* **Work required**: Would you set down each line of the data below exactly?

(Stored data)

_ _ _

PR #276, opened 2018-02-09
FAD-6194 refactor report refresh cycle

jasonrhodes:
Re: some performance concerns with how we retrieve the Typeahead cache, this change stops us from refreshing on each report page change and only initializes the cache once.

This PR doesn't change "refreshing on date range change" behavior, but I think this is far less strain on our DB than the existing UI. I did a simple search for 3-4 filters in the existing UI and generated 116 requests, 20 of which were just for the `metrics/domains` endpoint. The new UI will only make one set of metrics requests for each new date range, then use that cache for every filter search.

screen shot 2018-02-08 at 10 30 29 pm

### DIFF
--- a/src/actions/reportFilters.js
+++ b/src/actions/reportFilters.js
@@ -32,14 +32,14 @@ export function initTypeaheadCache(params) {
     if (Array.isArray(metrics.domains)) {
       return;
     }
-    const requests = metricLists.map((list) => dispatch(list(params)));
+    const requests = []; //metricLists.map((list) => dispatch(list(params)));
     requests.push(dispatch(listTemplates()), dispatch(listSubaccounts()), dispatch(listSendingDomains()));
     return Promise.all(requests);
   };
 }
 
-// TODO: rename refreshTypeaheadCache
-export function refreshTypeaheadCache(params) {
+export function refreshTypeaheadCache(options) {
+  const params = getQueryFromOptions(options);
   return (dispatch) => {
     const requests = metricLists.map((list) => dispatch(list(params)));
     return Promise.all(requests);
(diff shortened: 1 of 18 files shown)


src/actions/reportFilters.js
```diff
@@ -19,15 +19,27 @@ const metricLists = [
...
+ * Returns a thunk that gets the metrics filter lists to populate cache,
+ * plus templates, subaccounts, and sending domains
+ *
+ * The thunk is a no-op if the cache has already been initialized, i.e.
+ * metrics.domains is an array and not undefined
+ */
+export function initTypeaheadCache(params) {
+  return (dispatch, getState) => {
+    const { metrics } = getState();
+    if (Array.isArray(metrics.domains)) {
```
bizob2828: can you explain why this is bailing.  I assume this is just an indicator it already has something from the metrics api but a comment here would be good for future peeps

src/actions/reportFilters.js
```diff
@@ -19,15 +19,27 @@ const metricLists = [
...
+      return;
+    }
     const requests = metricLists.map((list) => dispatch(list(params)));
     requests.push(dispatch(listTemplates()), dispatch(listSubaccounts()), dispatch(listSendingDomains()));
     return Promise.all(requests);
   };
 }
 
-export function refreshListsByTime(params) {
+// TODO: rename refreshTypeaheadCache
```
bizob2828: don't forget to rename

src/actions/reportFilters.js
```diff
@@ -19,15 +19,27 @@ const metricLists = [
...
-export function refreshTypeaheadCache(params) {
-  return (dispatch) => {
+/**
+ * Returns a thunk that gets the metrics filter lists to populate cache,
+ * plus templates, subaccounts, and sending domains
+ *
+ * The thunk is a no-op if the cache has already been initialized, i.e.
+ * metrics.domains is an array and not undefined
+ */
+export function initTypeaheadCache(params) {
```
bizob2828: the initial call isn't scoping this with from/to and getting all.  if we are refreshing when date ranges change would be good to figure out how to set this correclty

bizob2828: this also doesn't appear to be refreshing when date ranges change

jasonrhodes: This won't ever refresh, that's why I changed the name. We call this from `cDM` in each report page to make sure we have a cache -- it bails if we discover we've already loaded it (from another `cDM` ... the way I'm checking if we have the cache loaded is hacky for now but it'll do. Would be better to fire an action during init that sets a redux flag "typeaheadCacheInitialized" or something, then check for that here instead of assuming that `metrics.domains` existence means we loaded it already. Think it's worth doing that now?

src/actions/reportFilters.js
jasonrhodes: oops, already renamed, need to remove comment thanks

_ _ _

* **Task response**:
PR #276, opened 2018-02-09
FAD-6194 refactor report refresh cycle

jasonrhodes:
Re: some performance concerns with how we retrieve the Typeahead cache, this change stops us from refreshing on each report page change and only initializes the cache once.

This PR doesn't change "refreshing on date range change" behavior, but I think this is far less strain on our DB than the existing UI. I did a simple search for 3-4 filters in the existing UI and generated 116 requests, 20 of which were just for the `metrics/domains` endpoint. The new UI will only make one set of metrics requests for each new date range, then use that cache for every filter search.

screen shot 2018-02-08 at 10 30 29 pm

### DIFF
--- a/src/actions/reportFilters.js
+++ b/src/actions/reportFilters.js
@@ -32,14 +32,14 @@ export function initTypeaheadCache(params) {
     if (Array.isArray(metrics.domains)) {
       return;
     }
-    const requests = metricLists.map((list) => dispatch(list(params)));
+    const requests = []; //metricLists.map((list) => dispatch(list(params)));
     requests.push(dispatch(listTemplates()), dispatch(listSubaccounts()), dispatch(listSendingDomains()));
     return Promise.all(requests);
   };
 }
 
-// TODO: rename refreshTypeaheadCache
-export function refreshTypeaheadCache(params) {
+export function refreshTypeaheadCache(options) {
+  const params = getQueryFromOptions(options);
   return (dispatch) => {
     const requests = metricLists.map((list) => dispatch(list(params)));
     return Promise.all(requests);
(diff shortened: 1 of 18 files shown)


src/actions/reportFilters.js
```diff
@@ -19,15 +19,27 @@ const metricLists = [
...
+ * Returns a thunk that gets the metrics filter lists to populate cache,
+ * plus templates, subaccounts, and sending domains
+ *
+ * The thunk is a no-op if the cache has already been initialized, i.e.
+ * metrics.domains is an array and not undefined
+ */
+export function initTypeaheadCache(params) {
+  return (dispatch, getState) => {
+    const { metrics } = getState();
+    if (Array.isArray(metrics.domains)) {
```
bizob2828: can you explain why this is bailing.  I assume this is just an indicator it already has something from the metrics api but a comment here would be good for future peeps

src/actions/reportFilters.js
```diff
@@ -19,15 +19,27 @@ const metricLists = [
...
+      return;
+    }
     const requests = metricLists.map((list) => dispatch(list(params)));
     requests.push(dispatch(listTemplates()), dispatch(listSubaccounts()), dispatch(listSendingDomains()));
     return Promise.all(requests);
   };
 }
 
-export function refreshListsByTime(params) {
+// TODO: rename refreshTypeaheadCache
```
bizob2828: don't forget to rename

src/actions/reportFilters.js
```diff
@@ -19,15 +19,27 @@ const metricLists = [
...
-export function refreshTypeaheadCache(params) {
-  return (dispatch) => {
+/**
+ * Returns a thunk that gets the metrics filter lists to populate cache,
+ * plus templates, subaccounts, and sending domains
+ *
+ * The thunk is a no-op if the cache has already been initialized, i.e.
+ * metrics.domains is an array and not undefined
+ */
+export function initTypeaheadCache(params) {
```
bizob2828: the initial call isn't scoping this with from/to and getting all.  if we are refreshing when date ranges change would be good to figure out how to set this correclty

bizob2828: this also doesn't appear to be refreshing when date ranges change

jasonrhodes: This won't ever refresh, that's why I changed the name. We call this from `cDM` in each report page to make sure we have a cache -- it bails if we discover we've already loaded it (from another `cDM` ... the way I'm checking if we have the cache loaded is hacky for now but it'll do. Would be better to fire an action during init that sets a redux flag "typeaheadCacheInitialized" or something, then check for that here instead of assuming that `metrics.domains` existence means we loaded it already. Think it's worth doing that now?

src/actions/reportFilters.js
jasonrhodes: oops, already renamed, need to remove comment thanks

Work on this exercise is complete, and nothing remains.